Workers fasten electric wires in a rural area in Chuzhou, Anhui province. [SONG WEIXING/FOR CHINA DAILY]
Predicting the end of China has now become a fad. In the past quarter century or so, at least three rounds of "death notifications" on China have been issued: first at the turn of the 1990s and then in the early 2000s, most famously epitomized by Gordan Chang's eye-catching book, The Coming Collapse of China.
Last year, veteran China watcher David Shambaugh joined the rank with his op-ed in The Wall Street Journal, warning about "the coming Chinese crackup" and claiming the "endgame of communist rule in China has now begun".
Unsurprisingly, a sudden U-turn by the prominent Sinologist known for his moderate views sparked an international debate on "China's future", which is exactly the title of his new book.
This time extended arguments are supplied, many of which are more nuanced than the shorter commentary. Nonetheless, the key theme remains: China is on the verge of demise.

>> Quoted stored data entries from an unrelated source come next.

PR #2188, opened 2026-05-07
refactor: add generic Cache to deduplicate in-progress tasks

katrinafyi:
This introduces a new generic Cache which understands and deduplicates "in-progress" tasks according to a given key. See the docs for the new types: https://cache-upgrade.lychee-docs-katrinafyi.pages.dev/lychee_lib/async_lib/cache/

When a key is requested concurrently by different tasks, exactly one task is designated the leader and is responsible for setting the value. Other tasks wanting the same key are called followers and should await until the leader computes the value. 

This supersedes and closes https://github.com/lycheeverse/lychee/pull/2107. Compared to the earlier PR, this chooses the fragment checker cache as the first use-case for this new cache, rather than the more complicated top-level request cache.

I'd like feedback on naming and the API design. Should we change this Cache struct's name, should we rename other cache types? Should the cache provide a method for checking whether a key is in the cache but without locking the entry?


lychee-lib/src/utils/fragment_checker/mod.rs
```diff
@@ -107,14 +103,14 @@ impl FragmentBuilder {
 /// a `HashSet` of fragments as the value.
 #[derive(Default, Clone, Debug)]
 pub(crate) struct FragmentChecker {
-    cache: Arc<Mutex<HashMap<String, HashSet<String>>>>,
+    cache: Cache<String, HashSet<String>>,
```
mre, line 106: This looks cleaner, thanks.

Do we even need to make the cache generic, though? We only use it here. Alternatively, shall we create a type alias for that specific cache? Then again, I'm not a huge fan of aliases. Perhaps a newtype wrapper around the cache value is enough...

Just thinking out loud here. The goal is to make this even nicer, although it's already an improvement.

lychee-lib/src/cache.rs
```diff
@@ -0,0 +1,187 @@
...
+    pub fn set(mut self, value: T) -> CacheFollower<T> {
+        let arc = std::mem::take(&mut self.0);
+        let _ = arc.set(value);
+        CacheFollower(arc)
+    }
+
+    /// Returns a new dissociated [`CacheLeader`]. That is, a setter which is
+    /// not backed by any value within the cache. This can be useful to let
+    /// uncacheable entities use the same cache-handling logic.
+    pub fn dissociated() -> Self {
```
mre: Is dissociated a technical term? I'm not a native speaker and all that I could find were references to psychology. Maybe "detached" or "deferred" could be alternatives worth considering?

lychee-lib/src/cache.rs
```diff
@@ -0,0 +1,187 @@
...
+        Self(Arc::default(), None)
```
mre: That looks a lot like Self's default value.

lychee-lib/src/cache.rs
```diff
@@ -0,0 +1,187 @@
...
+        let arc = std::mem::take(&mut self.0);
+        self.1 = None;
+        CacheLeader(arc, Some(default))
+    }
+
+    /// Writes the given value into the cache, consuming this [`CacheLeader`] and
+    /// returning a [`CacheFollower`] referencing the stored value.
+    pub fn set(mut self, value: T) -> CacheFollower<T> {
+        let arc = std::mem::take(&mut self.0);
+        let _ = arc.set(value);
```
mre: Can we propagate the `SetOnceError` to the call-site? I understand that setting it more than once should never happen but if it does, we have a data race. Better to surface that somehow. If returning an error is too viral, I'd be okay with an explicit panic instead.

lychee-lib/src/cache.rs
```diff
@@ -0,0 +1,187 @@
...
+    pub fn dissociated() -> Self {
+        Self(Arc::default(), None)
+    }
+}
+
+/// Drop implementation that calls the stored [`CacheLeader::with_fallback`]
+/// closure, if it is configured and no value has been manually stored.
+impl<T, Fn: FnOnce() -> T> Drop for CacheLeader<T, Fn> {
+    fn drop(&mut self) {
+        if let Some(f) = self.1.take()
```
mre: Can we rename f to `fallback_fn` or so to make this easier to understand?

mre: ...and sorry if that's a stupid question, but why do we set the value on drop?

lychee-lib/src/cache.rs
```diff
@@ -0,0 +1,187 @@
+//! Facility for cached asynchronous operations, with operations keyed by a
+//! key type and ensuring mutual exclusion of operations with the same key.
```
mre: Should we also explain why we have this cache given that we also have a per-host cache? I know that it's generic, but at the moment we use it only for fragments, right?

mre (commented):
That API looks pretty ergonomic. Good job!

mre:
Since I saw your recent rename commit, I wanted to propose CacheSetter/CacheGetter as well. Leader/Follower sounds a bit strange to me. Or maybe Publisher/Subscriber similar to Redis PubSub? 🙃

lychee-lib/src/cache.rs
katrinafyi: Logically, the SetOnceError is impossible because the DashMap will only let one task see a Vacant entry and insert it, but I don't think this is something which Rust can understand in its type system. I'll see what I can do to improve the error logic.

lychee-lib/src/cache.rs
katrinafyi: It's possible that the user drops the CacheLeader/CacheSetter without calling `set`. It's rare, but possible in case of user error or if a panic happens. In that case, we want to set a value so that the CacheFollower/CacheGetters won't deadlock forever. It's commented here: https://github.com/rina-forks/lychee/blob/894d3fe3489dda8b8f9b57c2480c0ef3a5d7b7e4/lychee-lib/src/cache.rs#L43-L46

To be honest, this is my least liked part of this code. I'll have a think about what else we can do.

lychee-lib/src/cache.rs
katrinafyi: At the moment, yeah, but the idea with the new Cache type is that it would be used in all cases where we need a cache that prevents duplicated in-progress work.

For instance, it should be used to replace the `HostCache` + `active_requests` logic in the host struct. I planned to do this in a later PR to keep this PR small, but I can do it here if you think it makes sense to do it together.

lychee-lib/src/utils/fragment_checker/mod.rs
katrinafyi: See other comment.

katrinafyi (commented):
Thanks!

lychee-lib/src/cache.rs
mre: Ah, cool! Yeah, replacing `HostCache` would be great. No need to do it here; can be a separate PR. Thanks for the explanation.

lychee-lib/src/cache.rs
katrinafyi: Big changes to the error handling in https://github.com/lycheeverse/lychee/compare/894d3fe...c3ede4d , as well as other review comments. The error handling for a dropped setter is now propagated as an error on the getter side, which I think is much nicer.

eread:
Out of curiosity, @katrinafyi, would this result in a performance boost for Lychee?

katrinafyi:
As it is, this PR shouldn't have much effect on performance, it's mostly a code refactor. It's also comparable to the pre-existing cache from https://github.com/lycheeverse/lychee/pull/2067 (I think that PR would've improved performance when it was merged).

The main benefit kf this PR is being versatile enough to use in different places. The addition of a generic in-progress cache could lead to performance increases when applied to things which aren't currently cached. 

Off the top of my head, I think there's currently no deduplication of in-progress local file checks, so it could have a benefit there. But it's hard to say *how much* of an impact it will have, since it only has an effect when identical URLs appear amongst the links to be checked *and* when these identical URLs are racing.

lychee-lib/src/async_lib/cache/iter.rs
```diff
@@ -0,0 +1,99 @@
+//! Types which implement the iterators for [`super::Cache`].
```
katrinafyi: Looking back at this PR, I now think these iterator implementations are kinda overkill.

We could probably just use a `Box<dyn Iterator>`. It's a touch slower but iterating a cache should be very rare anyway. WDYT?

mre: If it makes the code easier, sure.

katrinafyi: Done in https://github.com/lycheeverse/lychee/pull/2188/commits/776c24676da06e7de2f6649c28b1622a2fd5089c

mre (approved):

mre:
This is in good shape now. Shall we merge it?

mre:
I'll go ahead and merge this. 👍 It's still clean on top of `master` and as far as I can tell, there are no open discussion points. Thanks, @katrinafyi. ✌️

To be fair, unlike Chang's much more blunt forecast which proved utterly wrong not once but twice, Shambaugh has been making his case in a smarter way. He avoids to a large extent the embarrassment of being proved wrong. Yet he falls prey to what can be called the trap of "collapsism", which suffers from two symptoms.
First, the central tenet of Shambaugh's case for China's fall focuses on the political, by which he means the one-party rule.
For example, in China's Future he argues that innovation — which he considers the key to China's economic future — can only take off when "substantive political liberalization" takes place. The book underestimates, if not dismisses, China's political system's responsiveness to societal changes.
In this sense, Shambaugh's "collapsism" places inadequate confidence in both the Chinese people and State.
Facts speak otherwise. For instance, the contracting-out system of rural land in China was famously initiated by a group of farmers in a remote village in Anhui province, which turned out to be one of the most successful policy innovations in the 20th century.
It started bottom-up illegally but the State was quick to give it consent at first, then approval and finally assurance and support.
Since the 1990s the contract period has been extended twice, from 15 years to 30 years to unspecified long term, and a specific law passed for the system. This is but one example of social dynamism and State responsiveness in the 30-odd years of China's reform.
Nevertheless, it is enough to show Shambaugh is absolutely correct in directing our attention to the Chinese political system when it comes to pondering the country's future — it is just that in overdoing so, he turns to be a victim of his own success.
The second symptom of Chinese "collapsism", Shambaughian or otherwise, is that it relies on an over-simplified yet long-entrenched dichotomy between authoritarianism and democracy. The associated verdict is simple: democracy lives while authoritarianism dies. There are two problems with this dichotomy.